## Exercise materials:
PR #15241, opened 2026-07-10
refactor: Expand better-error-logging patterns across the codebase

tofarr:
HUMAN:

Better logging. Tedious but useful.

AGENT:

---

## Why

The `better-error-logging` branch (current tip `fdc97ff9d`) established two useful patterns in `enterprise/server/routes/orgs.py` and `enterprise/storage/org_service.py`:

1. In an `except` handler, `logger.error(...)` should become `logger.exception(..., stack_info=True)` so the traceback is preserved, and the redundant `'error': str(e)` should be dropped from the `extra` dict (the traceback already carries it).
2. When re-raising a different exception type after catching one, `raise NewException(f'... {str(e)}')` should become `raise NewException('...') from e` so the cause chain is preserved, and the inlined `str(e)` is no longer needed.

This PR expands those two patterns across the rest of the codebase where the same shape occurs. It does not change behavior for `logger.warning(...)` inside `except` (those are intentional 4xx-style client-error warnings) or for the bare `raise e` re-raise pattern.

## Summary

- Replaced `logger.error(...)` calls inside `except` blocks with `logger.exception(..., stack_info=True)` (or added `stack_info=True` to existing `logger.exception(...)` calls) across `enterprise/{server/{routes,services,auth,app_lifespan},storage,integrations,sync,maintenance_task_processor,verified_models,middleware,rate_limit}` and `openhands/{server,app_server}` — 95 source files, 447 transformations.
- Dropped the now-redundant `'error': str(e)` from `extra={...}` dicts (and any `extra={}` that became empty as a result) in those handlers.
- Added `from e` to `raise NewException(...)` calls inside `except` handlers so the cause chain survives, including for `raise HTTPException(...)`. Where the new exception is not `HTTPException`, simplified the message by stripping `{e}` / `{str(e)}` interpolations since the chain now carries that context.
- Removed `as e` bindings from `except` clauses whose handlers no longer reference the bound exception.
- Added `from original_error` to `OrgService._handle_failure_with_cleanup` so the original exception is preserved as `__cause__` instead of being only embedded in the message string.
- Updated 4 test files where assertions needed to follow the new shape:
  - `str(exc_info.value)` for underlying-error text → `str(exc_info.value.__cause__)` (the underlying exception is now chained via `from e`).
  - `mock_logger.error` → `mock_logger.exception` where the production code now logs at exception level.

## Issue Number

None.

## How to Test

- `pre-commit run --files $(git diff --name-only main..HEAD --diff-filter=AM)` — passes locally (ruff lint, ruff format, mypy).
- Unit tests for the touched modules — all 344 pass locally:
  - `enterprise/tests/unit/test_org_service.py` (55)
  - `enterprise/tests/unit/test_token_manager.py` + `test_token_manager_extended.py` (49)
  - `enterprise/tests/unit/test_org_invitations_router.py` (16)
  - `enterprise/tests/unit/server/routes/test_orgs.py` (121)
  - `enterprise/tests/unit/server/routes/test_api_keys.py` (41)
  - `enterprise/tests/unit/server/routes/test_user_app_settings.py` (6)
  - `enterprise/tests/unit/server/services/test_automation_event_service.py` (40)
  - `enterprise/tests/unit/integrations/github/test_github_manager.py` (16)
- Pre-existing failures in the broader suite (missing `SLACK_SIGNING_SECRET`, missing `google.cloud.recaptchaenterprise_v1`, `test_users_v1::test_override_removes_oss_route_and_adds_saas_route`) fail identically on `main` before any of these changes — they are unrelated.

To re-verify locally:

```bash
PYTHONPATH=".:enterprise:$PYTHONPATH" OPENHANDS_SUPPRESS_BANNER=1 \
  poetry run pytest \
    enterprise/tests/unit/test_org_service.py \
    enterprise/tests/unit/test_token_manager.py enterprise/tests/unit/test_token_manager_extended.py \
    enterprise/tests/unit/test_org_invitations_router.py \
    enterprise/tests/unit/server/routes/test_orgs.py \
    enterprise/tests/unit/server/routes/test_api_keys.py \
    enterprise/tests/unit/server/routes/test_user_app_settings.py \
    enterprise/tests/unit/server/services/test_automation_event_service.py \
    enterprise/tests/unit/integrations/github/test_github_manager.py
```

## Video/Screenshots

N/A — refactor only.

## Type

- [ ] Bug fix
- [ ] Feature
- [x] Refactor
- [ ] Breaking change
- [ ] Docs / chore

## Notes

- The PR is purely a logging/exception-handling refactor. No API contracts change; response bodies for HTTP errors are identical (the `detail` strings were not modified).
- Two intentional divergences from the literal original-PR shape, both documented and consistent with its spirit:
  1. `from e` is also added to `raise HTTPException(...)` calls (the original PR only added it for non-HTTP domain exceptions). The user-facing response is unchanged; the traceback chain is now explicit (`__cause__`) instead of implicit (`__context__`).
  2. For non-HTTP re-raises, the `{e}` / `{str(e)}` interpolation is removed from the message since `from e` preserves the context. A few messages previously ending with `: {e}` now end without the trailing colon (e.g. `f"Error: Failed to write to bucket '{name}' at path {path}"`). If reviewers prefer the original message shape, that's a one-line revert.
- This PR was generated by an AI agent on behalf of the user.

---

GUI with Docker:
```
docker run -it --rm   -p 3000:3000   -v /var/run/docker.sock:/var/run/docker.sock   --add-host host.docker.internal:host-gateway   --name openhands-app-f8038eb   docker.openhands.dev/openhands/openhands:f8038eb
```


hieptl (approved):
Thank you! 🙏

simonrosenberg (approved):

==

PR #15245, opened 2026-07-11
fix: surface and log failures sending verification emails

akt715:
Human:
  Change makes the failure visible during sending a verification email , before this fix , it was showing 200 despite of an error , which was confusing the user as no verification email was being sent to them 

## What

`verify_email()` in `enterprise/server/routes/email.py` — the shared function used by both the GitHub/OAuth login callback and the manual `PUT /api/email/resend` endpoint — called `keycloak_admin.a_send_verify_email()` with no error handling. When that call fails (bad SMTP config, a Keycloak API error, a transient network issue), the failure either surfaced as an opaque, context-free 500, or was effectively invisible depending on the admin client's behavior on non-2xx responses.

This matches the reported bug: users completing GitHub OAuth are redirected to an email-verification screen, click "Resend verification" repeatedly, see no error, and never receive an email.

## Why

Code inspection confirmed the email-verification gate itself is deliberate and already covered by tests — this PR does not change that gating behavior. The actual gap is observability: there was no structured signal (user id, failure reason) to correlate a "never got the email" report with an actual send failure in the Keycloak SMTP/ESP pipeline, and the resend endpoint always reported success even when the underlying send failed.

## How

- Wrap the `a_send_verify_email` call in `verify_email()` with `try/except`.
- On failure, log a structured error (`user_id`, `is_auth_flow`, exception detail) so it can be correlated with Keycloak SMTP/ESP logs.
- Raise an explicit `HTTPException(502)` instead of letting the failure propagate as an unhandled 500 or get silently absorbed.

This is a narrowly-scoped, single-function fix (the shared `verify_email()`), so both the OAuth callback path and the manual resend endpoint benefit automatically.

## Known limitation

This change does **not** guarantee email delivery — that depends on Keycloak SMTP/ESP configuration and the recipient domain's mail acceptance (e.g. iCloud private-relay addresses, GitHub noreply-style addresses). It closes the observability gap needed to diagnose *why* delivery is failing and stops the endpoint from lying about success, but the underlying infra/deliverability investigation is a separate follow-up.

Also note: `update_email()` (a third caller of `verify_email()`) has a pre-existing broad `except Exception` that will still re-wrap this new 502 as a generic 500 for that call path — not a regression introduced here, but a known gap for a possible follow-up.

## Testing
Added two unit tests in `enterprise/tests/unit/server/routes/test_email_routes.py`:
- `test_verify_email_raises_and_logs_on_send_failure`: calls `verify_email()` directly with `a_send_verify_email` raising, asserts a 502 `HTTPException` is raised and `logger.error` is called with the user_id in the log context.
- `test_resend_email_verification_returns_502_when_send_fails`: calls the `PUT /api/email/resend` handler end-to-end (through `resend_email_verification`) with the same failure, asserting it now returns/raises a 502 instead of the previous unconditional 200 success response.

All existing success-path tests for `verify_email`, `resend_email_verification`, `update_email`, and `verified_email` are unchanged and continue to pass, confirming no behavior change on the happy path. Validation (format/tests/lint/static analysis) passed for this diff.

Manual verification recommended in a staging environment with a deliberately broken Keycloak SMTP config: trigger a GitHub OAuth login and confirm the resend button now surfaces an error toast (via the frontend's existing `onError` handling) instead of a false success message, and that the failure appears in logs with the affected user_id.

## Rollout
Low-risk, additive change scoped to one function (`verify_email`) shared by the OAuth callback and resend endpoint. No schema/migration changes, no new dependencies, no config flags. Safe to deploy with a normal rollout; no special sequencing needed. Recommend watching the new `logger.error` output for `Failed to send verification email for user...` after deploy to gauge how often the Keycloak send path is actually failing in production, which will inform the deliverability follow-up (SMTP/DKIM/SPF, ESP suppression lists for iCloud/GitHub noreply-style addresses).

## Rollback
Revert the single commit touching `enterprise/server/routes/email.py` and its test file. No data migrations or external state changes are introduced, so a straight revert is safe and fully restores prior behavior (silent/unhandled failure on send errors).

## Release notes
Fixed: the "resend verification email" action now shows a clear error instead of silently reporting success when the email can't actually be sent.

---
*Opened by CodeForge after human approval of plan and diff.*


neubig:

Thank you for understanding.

## Exercise:
Print, from the entries above, the line with "PR #15241, opened 2026-07-10", the line with "branch (current tip" and all lines between them, exactly and with nothing else.

## Your solution:
PR #15241, opened 2026-07-10
refactor: Expand better-error-logging patterns across the codebase

tofarr:
HUMAN:

Better logging. Tedious but useful.

AGENT:

---

## Why

The `better-error-logging` branch (current tip `fdc97ff9d`) established two useful patterns in `enterprise/server/routes/orgs.py` and `enterprise/storage/org_service.py`:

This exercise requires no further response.